Extinct genus of salamanders

Pangerpeton is an extinct genus of salamanders. Its monotypic species is Pangerpeton sinensis.

Pangerpeton is a metamorphosed, primitive salamander from the Late Jurassic Daohugou fossil bed near Wubaiding Village of Lingyuan City, Liaoning Province, China. It is part of the Yanliao Biota.

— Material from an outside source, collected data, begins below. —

PR #371, opened 2018-10-07
[JENKINS-53933] set file permissions to allow use of openssh on windows

casz:
See [JENKINS-53933](https://issues.jenkins-ci.org/browse/JENKINS-53933)

~Please say if I messed up the import statements~ I did 🤭

Yay for tests! 🙌

Hopefully we can get this in before 4.0 release!
We have had success with this and using OpenSSH from Microsoft 😎

### DIFF
--- a/src/main/java/org/jenkinsci/plugins/gitclient/CliGitAPIImpl.java
+++ b/src/main/java/org/jenkinsci/plugins/gitclient/CliGitAPIImpl.java
@@ -46,13 +46,20 @@ import java.nio.charset.Charset;
 import java.nio.file.Files;
 import java.nio.file.Path;
 import java.nio.file.Paths;
+import java.nio.file.attribute.AclEntry;
+import java.nio.file.attribute.AclEntryPermission;
+import java.nio.file.attribute.AclEntryType;
+import java.nio.file.attribute.AclFileAttributeView;
 import java.nio.file.attribute.FileAttribute;
 import java.nio.file.attribute.PosixFilePermission;
 import java.nio.file.attribute.PosixFilePermissions;
+import java.nio.file.attribute.UserPrincipal;
+import java.nio.file.attribute.UserPrincipalLookupService;
 import java.text.MessageFormat;
 import java.util.ArrayList;
 import java.util.Arrays;
 import java.util.Collections;
+import java.util.EnumSet;
 import java.util.HashMap;
 import java.util.HashSet;
 import java.util.Iterator;
@@ -127,6 +134,29 @@ public class CliGitAPIImpl extends LegacyCompatibleGitAPIImpl {
      * ssh configurations).
      */
     private static final boolean CALL_SETSID;
+
+    /**
+     * Needed file permission for OpenSSH client that is made by Windows,
+     * this will remove unwanted users and inherited permissions
+     * which is required when the git client is using the SSH to clone
+     *
+     * The ssh client that the git client ships ignores file permission on Windows
+     * Which the PowerShell team at Microsoft decided to fix in their port of OpenSSH
+     */
+    static final EnumSet<AclEntryPermission> ACL_ENTRY_PERMISSIONS = EnumSet.of(
+        AclEntryPermission.READ_DATA,
+        AclEntryPermission.WRITE_DATA,
+        AclEntryPermission.APPEND_DATA,
+        AclEntryPermission.READ_NAMED_ATTRS,
+        AclEntryPermission.WRITE_NAMED_ATTRS,
+        AclEntryPermission.EXECUTE,
+        AclEntryPermission.READ_ATTRIBUTES,
+        AclEntryPermission.WRITE_ATTRIBUTES,
+        AclEntryPermission.DELETE,
+        AclEntryPermission.READ_ACL,
+        AclEntryPermission.SYNCHRONIZE
+    );
+
     static {
         acceptSelfSignedCertificates = Boolean.getBoolean(GitClient.class.getName() + ".untrustedSSL");
         CALL_SETSID = setsidExists() && USE_SETSID;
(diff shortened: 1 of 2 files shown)


casz:
Sadly tests are failing on CI with "UserPrincipalNotFoundException" I wonder how agents are setup... @rtyler might have the answer 👍

src/main/java/org/jenkinsci/plugins/gitclient/CliGitAPIImpl.java
```diff
@@ -5,15 +5,15 @@
 import com.cloudbees.jenkins.plugins.sshcredentials.SSHUserPrivateKey;
 import com.cloudbees.plugins.credentials.common.StandardCredentials;
 import com.cloudbees.plugins.credentials.common.StandardUsernamePasswordCredentials;
-
+import com.google.common.collect.Lists;
```
MarkEWaite: Please don't reorder the import statements.  It is a pure whitespace change that increases the risk that other pull requests will then conflict with this pull request.

In a perfect world, there would be very few pull requests pending and we could change white space freely.  Unfortunately, I'm far behind reviewing pull requests and need to limit white space changes.

src/main/java/org/jenkinsci/plugins/gitclient/CliGitAPIImpl.java
```diff
@@ -62,8 +79,8 @@
 import java.util.concurrent.ExecutorService;
 import java.util.concurrent.Executors;
 import java.util.concurrent.TimeUnit;
-import java.util.regex.Pattern;
 import java.util.regex.Matcher;
+import java.util.regex.Pattern;
```
MarkEWaite: Please move this import back to the prior position.  Unsorted import statements are not as bad as conflicts being generated in other pull requests due to white space differences

src/test/java/org/jenkinsci/plugins/gitclient/CliGitAPIImplTest.java
```diff
@@ -299,6 +307,68 @@ public void test_git_branch_with_line_breaks_and_long_strings() throws Exception
         assertEquals("\"git branch -a -v --no-abbrev\" output correctly parsed", 2, branches.size());
     }
 
+    public void test_windows_file_permission_is_set_correctly() throws Exception {
+        if (!isWindows()) {
```
MarkEWaite: Could you use the assumeThat!(isWindows()) rather than just doing the return?

src/test/java/org/jenkinsci/plugins/gitclient/CliGitAPIImplTest.java
```diff
@@ -299,6 +307,68 @@ public void test_git_branch_with_line_breaks_and_long_strings() throws Exception
...
+        assertEquals(1, fileAttributeView.getAcl().size());
+        AclEntry aclEntry = fileAttributeView.getAcl().get(0);
+        assertTrue(aclEntry.flags().isEmpty());
+        assertEquals(CliGitAPIImpl.ACL_ENTRY_PERMISSIONS, aclEntry.permissions());
+        assertEquals(userPrincipal, aclEntry.principal());
+        assertEquals(AclEntryType.ALLOW, aclEntry.type());
+    }
+
+    public void test_windows_file_permission_are_incorrect() throws Exception {
+        if (!isWindows()) {
```
MarkEWaite: Likewise here to use assume rather than just performing an early return?

src/test/java/org/jenkinsci/plugins/gitclient/CliGitAPIImplTest.java
```diff
@@ -299,6 +307,68 @@ public void test_git_branch_with_line_breaks_and_long_strings() throws Exception
...
+        assertNotSame(1, fileAttributeView.getAcl().size());
+        for (AclEntry entry : fileAttributeView.getAcl()) {
+            if (entry.principal().equals(userPrincipal)) {
+                assertNotSame(CliGitAPIImpl.ACL_ENTRY_PERMISSIONS, entry.permissions());
+            }
+        }
+    }
+
+    public void test_windows_username_lookup() throws Exception {
+        if (!isWindows()) {
```
MarkEWaite: Here as well for Assume.

src/main/java/org/jenkinsci/plugins/gitclient/CliGitAPIImpl.java
casz: Well the import ordering is all over the place 🤷‍♂️ so I have to do some handheld import handling 🤭

MarkEWaite: "All over the place" is a very kind way of saying "a total mess".  Yes, I agree.  Unfortunately, we need to minimize the impact of past mistakes on pending pull requests, so we keep whitespace changes to a minimum.  Sorry for the extra work (outside the IDE, etc.).

casz:
Atm trying to look for a better way to get the current user principal name

src/main/java/org/jenkinsci/plugins/gitclient/CliGitAPIImpl.java
```diff
@@ -1869,10 +1899,58 @@ private File createSshKeyFile(SSHUserPrivateKey sshUser) throws IOException, Int
...
+        } catch (IOException | UnsupportedOperationException e) {
+            throw new GitException("Error updating file permission", e);
+        }
+    }
+
+    /* package protected for testability */
+    String getWindowsUserName() {
+        if (launcher.isUnix()) return "";
+
+        String username = System.getenv("USERNAME");
```
casz: Maybe creating a file is the most appropriate way to get user principal instead of relying on env/property and lookup service for user principal?

src/main/java/org/jenkinsci/plugins/gitclient/CliGitAPIImpl.java
casz: Well then at least outside of any ordered list 😅

casz:
@MarkEWaite Wonder if I can do a docker fixture with openssh to test it?

MarkEWaite:
You're right that ci.jenkins.io only supports Linux docker containers.  

If you'd like to try a Windows based Docker container, I'm willing to ask the infrastructure team to experiment with Windows Docker containers.  I assume that will be a long and perilous road before we arrive at Windows Docker containers.

casz:
We already experimented 😅 The docker workflow plugin requires some love before it will work on Windows, we also had to use Windows Server 2019 because we couldn't get older things working. Git, msys2 and ssh would crash the container. Also Microsoft introduced a compatibility matrix https://docs.microsoft.com/en-us/virtualization/windowscontainers/deploy-containers/version-compatibility

src/main/java/org/jenkinsci/plugins/gitclient/CliGitAPIImpl.java
```diff
@@ -1869,10 +1899,62 @@ private File createSshKeyFile(SSHUserPrivateKey sshUser) throws IOException, Int
...
+            UserPrincipalLookupService userPrincipalLookupService = file.getFileSystem().getUserPrincipalLookupService();
+            UserPrincipal userPrincipal = userPrincipalLookupService.lookupPrincipalByName(username);
+            AclEntry aclEntry = AclEntry.newBuilder()
+                .setType(AclEntryType.ALLOW)
+                .setPrincipal(userPrincipal)
+                .setPermissions(ACL_ENTRY_PERMISSIONS)
+                .build();
+            fileAttributeView.setAcl(Collections.singletonList(aclEntry));
+        } catch (IOException | UnsupportedOperationException e) {
+            throw new GitException("Error updating file permission", e);
```
MarkEWaite: Could the exception message include the name of the file that failed the permission setting operation?  

That will help us more quickly diagnose the failure in those cases where the caller shows the exception message rather than showing the entire exception stack trace.

casz: will remove the stack trace and print the full file path?

casz: @MarkEWaite done 🙌

casz:
Dno why CI decided to go nuts:

```
[windows-2.121.1] [INFO] Possible null pointer dereference in org.jenkinsci.plugins.gitclient.CliGitAPIImpl.launchCommandIn(ArgumentListBuilder, File, EnvVars, Integer) due to return value of called method [org.jenkinsci.plugins.gitclient.CliGitAPIImpl, org.jenkinsci.plugins.gitclient.CliGitAPIImpl] Method invoked at CliGitAPIImpl.java:[line 2255]Known null at CliGitAPIImpl.java:[line 2255] NP_NULL_ON_SOME_PATH_FROM_RETURN_VALUE

[windows-2.121.1] [INFO] Possible null pointer dereference in org.jenkinsci.plugins.gitclient.CliGitAPIImpl.launchCommandIn(ArgumentListBuilder, File, EnvVars, Integer) due to return value of called method [org.jenkinsci.plugins.gitclient.CliGitAPIImpl, org.jenkinsci.plugins.gitclient.CliGitAPIImpl] Method invoked at CliGitAPIImpl.java:[line 2264]Known null at CliGitAPIImpl.java:[line 2264] NP_NULL_ON_SOME_PATH_FROM_RETURN_VALUE
```

Did not even touch those lines 😇

casz:
What are the changes of getting a merge and a 3.0.0-beta6? 🙌

MarkEWaite:
Chances are quite good to include this in git client plugin 3.0.0,  

There is a set of pending pull requests ( #352 from @nre-ableton and a related change from @darxriggs) which I would like to have in the git client plugin before releasing beta6.  I would also like to include #370 in the release so that we base the plugin on Jenkins 2.107.3 instead of Jenkins 2.60.3.

I'd like beta6 to be a release candidate build.  I need to review Jenkins plugins for uses of the JGit Repository object and its getRef() method.  The transition from git client plugin 2.x to git client plugin 3.0.0 switches the bundled JGit version from JGit 4.5.4 to JGit 5.1.1.  That change drops a few API's from JGit and the usage of those dead API's needs to be reviewed in the plugins.

If you'd like to help accelerate the release of git client plugin 3.0.0, you could search the jenkinsci organization for use of the JGit API's that were dropped in the transition from 4.5.4 to 5.1.1.

casz:
Hi @MarkEWaite could this and #406 be patched into v2 git client plugin?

Yuan Wang and Susan E. Evans (2006) named this new taxon with a phylogenetic analysis of caudates at familial level including fossil taxa, such as Marmorerpeton, Karaurus, Jeholotriton, Chunerpeton, Liaoxitriton, Iridotriton, and Valdotriton. The analysis placed Pangerpeton as a sister taxon to Jeholotriton from the equivalent fossil bed, and the two are close to the base of crown−group Urodela either just outside it or just within. In 2022 a more comprehensive phylogenetic analysis, that included additional outgroups such as frogs and Triassurus, recovered Pangerpeton sinensis as a stem-group caudatan, just outside the crown group of modern salamanders.

This Jurassic amphibian is characterized by its short trunk (only 14 presacrals) and short and wide head, giving a fat body shape, from which the genus name was derived ("Pang" means fat in Chinese).